Green Pass
Since the beginning of July 2021 European Union adopted a Digital Green Pass to facilitate the movement of people within the Union during the pandemia. However many countries are issuing the Pass as PDF to print, and even who is using a dedicated app does not provide any Apple Watch companion to display the code from the wrist.
Because the standard of the Green Pass is open, I decided to write an app to handle it.
Digital Green Pass
The European Union releases the Digital Green Pass as QR Code that contains mainly 3 information:
- The date of validity of the pass;
- The basic data of the owner of the pass;
- A description of the kind of pass.
This last information can go under 3 categories: the pass can be generated after a vaccine, after a recovery or after a test, the test can be the rapid or the PCR. These data are packed in a CBOR structure (that is like JSON but binary), gzip compressed and then encoded with Base45. The final result is a string that is converted in a QR Code.
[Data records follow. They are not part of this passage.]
PR #315, opened 2018-05-10
Refactoring if (!pkey) in 'soter_sign_ecdsa.c' for OpenSSL/BoringSSL

vixentael:
Based on #314 

We've added similar check into BoringSSL-related code.

Unfortunately we didn't find any ways to simulate NULL pKey using OpenSSL API.

Thank you @movie-travel-code!

### DIFF
--- a/tests/soter/soter_sign_test.c
+++ b/tests/soter/soter_sign_test.c
@@ -211,7 +211,7 @@ static void soter_sign_api_test()
 		soter_sign_destroy(sign_ctx);
 		return;
 	}
- 
+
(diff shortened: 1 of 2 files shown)


tests/soter/soter_sign_test.c
```diff
@@ -211,7 +211,7 @@ static void soter_sign_api_test()
 		soter_sign_destroy(sign_ctx);
 		return;
 	}
-
+
```
secumod: extra space :|

secumod: extra space :|

PR #409, opened 2024-09-04
Explicitly invalidate the global parse hash in `SpecParser` constructor

nforro:
Python can reuse id of objects after they are garbage-collected, however the global parse hash contains an id of `SpecParser` instance in order to force parsing on context switches, and when a different instance has the same id, it has no way to detect that.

The structure of the data is described on the EU Portal and expanded in the many examples of the Git Repository and for the protocol my starting point was the excellent work of Tobias Girstmair where he also shows a good link to generates the different kind of Green Pass.
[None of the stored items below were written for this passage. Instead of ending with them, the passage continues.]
PR #423, opened 2024-11-12
Allow building specfile in CentOS Stream without EPEL

majamassarini:
CentOS Stream does not have EPEL packages in CBS Koji.
Package typing-extensions is not available.

### DIFF
--- a/specfile/types.py
+++ b/specfile/types.py
@@ -3,10 +3,12 @@
 
 import abc
 
-from typing_extensions import Protocol
+try:
+    from typing import SupportsIndex
+except ImportError:
+    # define our own SupportsIndex type for older version of typing (Python 3.7 and older)
+    from typing_extensions import Protocol
 
-
-# define our own SupportsIndex type for older version of typing_extensions (EL 8)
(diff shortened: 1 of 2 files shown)


nforro (approved):
:+1: 
Just a nitpick about the commit message. I would change it to `Allow building specfile in CentOS Stream without EPEL`. We regularly build specfile in CentOS Stream, just with EPEL repos enabled.

specfile/types.py
```diff
@@ -3,10 +3,12 @@
...
-
-
-# define our own SupportsIndex type for older version of typing_extensions (EL 8)
-class SupportsIndex(Protocol, metaclass=abc.ABCMeta):
-    @abc.abstractmethod
-    def __index__(self) -> int: ...
+try:
+    from typing import SupportsIndex
+except ImportError:
+    # define our own SupportsIndex type for older version of typing_extensions (EL 8)
```
nforro, line 9: Actually, one more nitpick:

```suggestion
    # define our own SupportsIndex type for older version of typing (Python 3.7 and older)
```

PR #439, opened 2024-12-11
Build in Copr for aarch64

nforro:
`fedora-stable` should be sufficient for container image builds. but perhaps it would make more sense to use `fedora-all-aarch64` in jobs where we already build for `fedora-all`? WDYT?


majamassarini (approved):

nforro:
Ok, I've changed the chroots to match, and let's enable ppc64le when it's needed, to avoid potential long queues in Copr.

Issue #404, opened 2024-07-28
AttributeError: 'Sections' object has no attribute 'changelog'


xsuchy:
### Description

When Specfile does not have changelog section and you try to read it you get:

```
Traceback (most recent call last):
  File "/home/msuchy/projects/license-validate/./print-spec-changelog.py", line 10, in <module>
    print(sections.changelog)
          ^^^^^^^^^^^^^^^^^^
  File "/home/msuchy/.local/lib/python3.12/site-packages/specfile/sections.py", line 180, in __getattr__
    return super().__getattribute__(id)
           ^^^^^^^^^^^^^^^^^^^^^^^^^^^^
AttributeError: 'Sections' object has no attribute 'changelog'
```

The script is 
```
#!/usr/bin/python3
from specfile import Specfile
import sys

# this is dump, but do the work
filename = sys.argv[1]
specfile = Specfile(filename, force_parse=True)

with specfile.sections() as sections:
    print(sections.changelog)
```

While the TB is technically correct, I would argue that the getter should return empty section to make the user experience better.

### Workaround

- [X] There is an existing workaround that can be used until this feature is implemented.

### Participation

- [ ] I am willing to submit a pull request for this issue. (Packit team is happy to help!)

nforro:
I think the library should be able to express the difference between a spec file without a `%changelog` and a spec file with an empty `%changelog`. While it could be possible to "decouple" `"changelog" in sections` from `sections.changelog`, I'm not sure it's the best idea. Also, if `sections.changelog` returned an empty section, it would technically be creating a new section in the spec file, which should be a conscious action.

nforro:
How about something like this, to make the creation explicit:

```python
with spec.sections() as sections:
    changelog = sections.get_or_create("changelog")
    changelog[:] = ["%autochangelog"]
```

which would be equivalent to this:

```python
with spec.sections() as sections:
    try:
        sections.changelog[:] = ["%autochangelog"]
    except AttributeError:
        sections.append(Section("changelog", data=["%autochangelog"]))
```

xsuchy:
I like it.

PR #441, opened 2024-12-12
Implement `Sections.get_or_create()`

nforro:
Fixes https://github.com/packit/specfile/issues/404.

RELEASE NOTES BEGIN

There is a new convenience method `Sections.get_or_create()` that allows you to manipulate a section without checking if it exists first. If a section doesn't exist, it will be appended to the end. For example, this will work properly even on spec files without `%changelog`:

```
with spec.sections() as sections:
    changelog = sections.get_or_create("changelog")
    changelog[:] = ["%autochangelog"]
```

RELEASE NOTES END

### DIFF
--- a/specfile/sections.py
+++ b/specfile/sections.py
@@ -214,6 +214,38 @@ class Sections(UserList[Section]):
                 return i
         raise ValueError
 
+    def get_or_create(self, id: str) -> Section:
+        """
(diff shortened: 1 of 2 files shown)


lachmanfrantisek (approved):
Seems handy. Thanks for the example in the release notes.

Then the app is simply a QR Code scanner that decodes the data, verify the signature and display everything to the user.
The verification of the signature requires the public key of the issuer in order to check if the encryption was done with the proper private key. These keys are available only for the members of the Digital COVID-19 Certificate Gateway that, at the moment, does not have a public access so I cannot access it. Luckily, the Netherland Healthcare Authority has a public API that distributes a subset of the available public keys without restrictions, so I am using that repository. If DCCG will decide to open the API to external people, I will implement it in a future version of the app.
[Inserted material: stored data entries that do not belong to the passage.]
PR #444, opened 2024-12-18
Add support for openSUSE style detached changelogs

dcermak:
This PR adds some hacky support for detached/openSUSE style changes files that are inserted into the %changelog section by the open build service.

The tests are not yet all passing, as there is a discrepancy between `str(DetachedChangelog)` and respective section in `str(spec)`. I'm not sure if this is caused by my (probably rather odd) approach here or whether this is even required?

TODO:

- [ ] Update or write new documentation in `packit/packit.dev`.

Fixes

Related to https://github.com/packit/packit/issues/2399

Merge before/after

RELEASE NOTES BEGIN

Add support for detached (open)SUSE style changelogs

RELEASE NOTES END

### DIFF
--- a/specfile/changelog.py
+++ b/specfile/changelog.py
@@ -9,6 +9,7 @@ import pwd
 import re
 import shutil
 import subprocess
+from enum import Enum, auto, unique
 from typing import List, Optional, Union, overload
 
 from specfile.exceptions import SpecfileException
@@ -33,6 +34,24 @@ MONTHS = (
     "Nov",
     "Dec",
 )
+
+_OPENSUSE_CHANGELOG_SEPARATOR = 67 * "-"
+
+
+@unique
+class ChangelogStyle(Enum):
+    """Style of changelog entries"""
+
+    #: standard changelog entries parseable by RPM (used in Fedora, RHEL, etc.):
+    #: * $DATE $AUTHOR <$EMAIL> - $EVR
+    #: $ENTRY
+    standard = auto()
+
+    #: openSUSE/SUSE style detached changelog:
+    #: -------------------------------------------------------------------
+    #: $DATE - $AUTHOR <$EMAIL>
+    #: $ENTRY
+    openSUSE = auto()
 
 
 class ChangelogEntry:
@@ -168,6 +187,13 @@ class ChangelogEntry:
             return ""
         return m.group("wsp") + (m.group("zp") or "")
 
+    @property
+    def style(self) -> ChangelogStyle:
+        """Style of this changelog entry (standard vs openSUSE)."""
+        if self.header.startswith(_OPENSUSE_CHANGELOG_SEPARATOR):
+            return ChangelogStyle.openSUSE
+        return ChangelogStyle.standard
+
     @classmethod
     def assemble(
         cls,
@@ -177,6 +203,7 @@ class ChangelogEntry:
         evr: Optional[str] = None,
         day_of_month_padding: str = "0",
         append_newline: bool = True,
+        style: ChangelogStyle = ChangelogStyle.standard,
     ) -> "ChangelogEntry":
         """
         Assembles a changelog entry.
@@ -184,30 +211,55 @@ class ChangelogEntry:
         Args:
             timestamp: Timestamp of the entry.
                 Supply `datetime` rather than `date` for extended format.
+                openSUSE-style changelog entries mandate extended format, so if a `date`
+                is supplied, the timestamp will be set to noon of that day.
             author: Author of the entry.
             content: List of lines forming the content of the entry.
             evr: EVR (epoch, version, release) of the entry.
+                Ignored if `style` is `ChangelogStyle.openSUSE`.
             day_of_month_padding: Padding to apply to day of month in the timestamp.
             append_newline: Whether the entry should be followed by an empty line.
+            style: Which style of changelog should be created.
 
         Returns:
             New instance of `ChangelogEntry` class.
         """
         weekday = WEEKDAYS[timestamp.weekday()]
         month = MONTHS[timestamp.month - 1]
-        header = f"* {weekday} {month}"
+
+        if style == ChangelogStyle.standard:
+            header = "* "
+        else:
+            header = _OPENSUSE_CHANGELOG_SEPARATOR + "\n"
+        header += f"{weekday} {month}"
+
         if day_of_month_padding.endswith("0"):
             header += f" {day_of_month_padding[:-1]}{timestamp.day:02}"
         else:
             header += f" {day_of_month_padding}{timestamp.day}"
+
+        # convert to extended format for openSUSE style changelogs
+        if style == ChangelogStyle.openSUSE and not isinstance(
+            timestamp, datetime.datetime
+        ):
+            timestamp = datetime.datetime(
+                year=timestamp.year, month=timestamp.month, day=timestamp.day, hour=12
+            )
+
         if isinstance(timestamp, datetime.datetime):
             # extended format
             if not timestamp.tzinfo:
                 timestamp = timestamp.replace(tzinfo=datetime.timezone.utc)
             header += f" {timestamp:%H:%M:%S %Z}"
-        header += f" {timestamp:%Y} {author}"
-        if evr is not None:
+        header += f" {timestamp:%Y} "
+
+        if style == ChangelogStyle.openSUSE:
+            header += "- "
+        header += author
+
+        if evr is not None and style == ChangelogStyle.standard:
             header += f" - {evr}"
+
         return cls(header, content, [""] if append_newline else None)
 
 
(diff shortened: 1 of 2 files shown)


nforro:
I appreciate the effort, but I don't think this should be part of `Specfile` - it represents a single `*.spec` file, it shouldn't read or modify any other files. Also, I don't understand why there is a need for OpenSUSE-specific classes. If OpenSUSE changelog entries are parseable by RPM, `ChangelogEntry` should be able to parse/construct them without issues.

dcermak:
> I appreciate the effort, but I don't think this should be part of `Specfile` - it represents a single `*.spec` file, it shouldn't read or modify any other files. 

Yes, I understand that, the problem is that in openSUSE land it has been the convention for ever and ever to have the changelog in a secondary file and not be it part of the `*.spec` file. That in itself wouldn't be a problem, but since we would like to extend packit to also handle openSUSE, we need to be able to append to the changelog. Ideally, the API should be the same for all distros as much as possible, so that we don't have to have multiple code paths.

> Also, I don't understand why there is a need for OpenSUSE-specific classes. If OpenSUSE changelog entries are parseable by RPM, `ChangelogEntry` should be able to parse/construct them without issues.

Yes, the openSUSE changes files follow a different format. A typical changes file entry looks like this:
```
-------------------------------------------------------------------
Wed Dec 18 10:49:41 UTC 2024 - Dan Čermák <dcermak@suse.com>

- Enable tests
```
In contrast to the typical rpm changelog, it always contains a time in UTC, but lacks the EVR (for practical reasons as the build service auto-rebuilds bumping the release).

The build service or obs-build or rpmbuild add the changes file into the built rpm, but that happens on a binary rpm level. This doesn't really help in the context of packit.

nforro:
> Yes, I understand that, the problem is that in openSUSE land it has been the convention for ever and ever to have the changelog in a secondary file and not be it part of the `*.spec` file. That in itself wouldn't be a problem, but since we would like to extend packit to also handle openSUSE, we need to be able to append to the changelog. Ideally, the API should be the same for all distros as much as possible, so that we don't have to have multiple code paths.
> 

I would argue it should be part of packit codebase, there is literally a class called [ChangelogHelper](https://github.com/packit/packit/blob/e5b3d8c94ec79aa9cc5e1fa8dd7d0aabc1dcfbf4/packit/utils/changelog_helper.py#L17).

> Yes, the openSUSE changes files follow a different format. A typical changes file entry looks like this:
> 
> ```
> -------------------------------------------------------------------
> Wed Dec 18 10:49:41 UTC 2024 - Dan Čermák <dcermak@suse.com>
> 
> - Enable tests
> ```

I see.

> In contrast to the typical rpm changelog, it always contains a time in UTC, but lacks the EVR (for practical reasons as the build service auto-rebuilds bumping the release).

That shouldn't be a problem, even some Fedora/RHEL spec files don't have EVR in changelog entries. AFAICT the only difference is the line of dashes instead of an asterisk denoting the start of an entry. IMHO it would make sense to add support for that into `ChangelogEntry` and `Changelog.parse()` and keep the rest as it is.

nforro:
To be a bit more specific, `Changelog.parse()` would be able to parse both formats and corresponding `ChangelogEntry.header` attributes would start either with `* ` or with `-------------------------------------------------------------------\n`, and `ChangelogEntry.assemble()` would gain a new argument to choose the correct "starting sequence".

dcermak:
Ok, I'll see how far I get then.

How would you recommend to handle the parsing/creation of `*.changes` files? Because if we read a specfile from OBS using the specfile library, it'll have an empty `%changelog`. And anything that packit creates, will have the changelog in the spec and thereby get auto-rejected for inclusion in the openSUSE distributions.

nforro:
> How would you recommend to handle the parsing/creation of `*.changes` files? Because if we read a specfile from OBS using the specfile library, it'll have an empty `%changelog`. And anything that packit creates, will have the changelog in the spec and thereby get auto-rejected for inclusion in the openSUSE distributions.

Well, packit should do something similar to what `Specfile.add_changelog_entry()` does, except it won't be operating on `*spec` but on `*.changes` (although there won't be much left from the original implementation apart from `ChangelogEntry.assemble()`).
https://github.com/packit/specfile/blob/c0a98a85d9e43f59447248bb7f5258c2406ce9f1/specfile/specfile.py#L479-L551

I mean, we could also add an argument to `Specfile.add_changelog_entry()` specifying path to a changelog file and then the method would write the entry to that file instead to the spec file itself, but I'm still not convinced such code belongs here.

nforro:
Fedora packages can use changelog files too BTW ([example](https://src.fedoraproject.org/rpms/man-pages/blob/rawhide/f/changelog)), but they exist for preserving changelog history and are not meant to be updated.

dcermak:
@nforro I have reworked the PR, what do you think about this approach? I hope it's as noninvasive as possible

specfile/changelog.py
```diff
@@ -34,6 +35,26 @@
     "Dec",
 )
 
+_OPENSUSE_CHANGELOG_SEPARATOR = (
+    "-------------------------------------------------------------------"
+)
```
nforro, line 40:
```suggestion
_OPENSUSE_CHANGELOG_SEPARATOR = 67 * "-"
```

specfile/changelog.py
```diff
@@ -177,25 +198,42 @@ def assemble(
...
+        style: ChangelogStyle = ChangelogStyle.standard,
     ) -> "ChangelogEntry":
         """
         Assembles a changelog entry.
 
         Args:
             timestamp: Timestamp of the entry.
                 Supply `datetime` rather than `date` for extended format.
+                The hour is set to 12 for openSUSE style changelog entries, if a
+                date is passed instead of a datetime
```
nforro, line 210:
```suggestion
                openSUSE-style changelog entries mandate extended format, so if a `date`
                is supplied, the timestamp will be set to noon of that day.
```

specfile/changelog.py
```diff
@@ -177,25 +198,42 @@ def assemble(
...
             author: Author of the entry.
             content: List of lines forming the content of the entry.
             evr: EVR (epoch, version, release) of the entry.
```
nforro, line 213:
```suggestion
            evr: EVR (epoch, version, release) of the entry.
                Ignored if `style` is `ChangelogStyle.openSUSE`.
```

specfile/changelog.py
```diff
@@ -177,25 +198,42 @@ def assemble(
...
             day_of_month_padding: Padding to apply to day of month in the timestamp.
             append_newline: Whether the entry should be followed by an empty line.
+            style: Which style of changelog should be created
```
nforro, line 216:
```suggestion
            style: Which style of changelog should be created.
```

specfile/changelog.py
```diff
@@ -177,25 +198,42 @@ def assemble(
...
         Returns:
             New instance of `ChangelogEntry` class.
         """
+        if style == ChangelogStyle.openSUSE and not isinstance(
+            timestamp, datetime.datetime
+        ):
+            timestamp = datetime.datetime(
+                year=timestamp.year, month=timestamp.month, day=timestamp.day, hour=12
+            )
+
```
nforro, line 227: I would move this down a bit, where `timestamp` is handled, it doesn't make much sense to me to have it here.

specfile/changelog.py
```diff
@@ -350,13 +394,24 @@ def extract_following_lines(content: List[str]) -> List[str]:
...
         content: List[str] = []
-        for line in section:
-            if line.startswith("*"):
+
+        for i, line in enumerate(section):
+            if line == _OPENSUSE_CHANGELOG_SEPARATOR:
+                continue
+
+            if line.startswith("*") or (
+                i >= 1 and section[i - 1] == _OPENSUSE_CHANGELOG_SEPARATOR
```
nforro, line 403: The same condition is used twice, it would make sense to store the result into a variable.

nforro (approved):
Thanks! LGTM.
Nice to have would be a property of `ChangelogEntry` that would return `ChangelogStyle`.

nforro:
Just wondering, is rpm in openSUSE patched to be able to parse the changelogs (i.e. does something like `cat *.spec *.changes | rpmspec --parse /dev/stdin` work)?

specfile/changelog.py
```diff
@@ -34,6 +35,24 @@
...
 )
 
+_OPENSUSE_CHANGELOG_SEPARATOR = 67 * "-"
+
+
+@unique
+class ChangelogStyle(Enum):
+    """Style of changelog entries"""
+
+    #: "standard" changelog entries as used by Fedora, RHEL, etc.:
```
nforro, line 45: I would mention that the standard style is what RPM is able to parse (unless the openSUSE style is also parseable):

```suggestion
    #: standard changelog entries parseable by RPM (used in Fedora, RHEL, etc.):
```

nforro (approved):

nforro:
> ```
> # cat container-snap.changes | rpmspec --parse /dev/stdin
> error: line 1: Unknown tag: -------------------------------------------------------------------
> ```

I meant when you (con)cat a specfile (without changelog) with the corresponding changes file (and add `%changelog` inbetween if it's missing entirely). I wouldn't expect a sole `.changes` file to be parseable.

dcermak:
> > ```
> > # cat container-snap.changes | rpmspec --parse /dev/stdin
> > error: line 1: Unknown tag: -------------------------------------------------------------------
> > ```
> 
> I meant when you (con)cat a specfile (without changelog) with the corresponding changes file (and add `%changelog` inbetween if it's missing entirely). I wouldn't expect a sole `.changes` file to be parseable.

Oh, dang. That's what you meant. So `rpmspec` appears to parse it (it returns 0), but it throws a warning:
```ShellSession
# cat /src/container-snap.spec /src/container-snap.changes | rpmspec --parse /dev/stdin > /dev/null
error: %changelog entries must start with *
```

Afaik there is some logic in the build service that masages the changes files back into the binary rpms

nforro:
> Afaik there is some logic in the build service that masages the changes files back into the binary rpms

Right, that's what I thought. Thanks for the investigation and for the PR :slightly_smiling_face:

Some pass can be revoked because is considered fraudulent or simply expired for some reason (for example a person has a valid test but then get the virus). For this reason it is recommended to implement a revoke list. Unfortunately there is not a standard for it and each country uses its own. As usual, because I am not part of any healthcare network, I used one publicly available, in this case the French list that can be found on this git link.
The source code of the app is available here. Since it uses several JSON files to decode the codes of the various item in the pass (like the kind of vaccine, the laboratory of the test the manufacturer of the test etc.) I created a Python script to collect these different files. The files must be included in the source tree of the app because the conversions are done offline to prevent the app to get stuck if the Internet connection is not available (and to prevent MITM attacks, especially for the file of the keys).
Privacy
Apple requires a privacy disclaimer to submit applications to their store, so this is the one for Digital Green Pass.
The app saves the data contained in the Green Pass directly on the iPhone or the Apple Watch, it never send any data to anyone, it does not communicate with any server.
No data is shared with anyone for profiling, advertisements, marketing or any other service.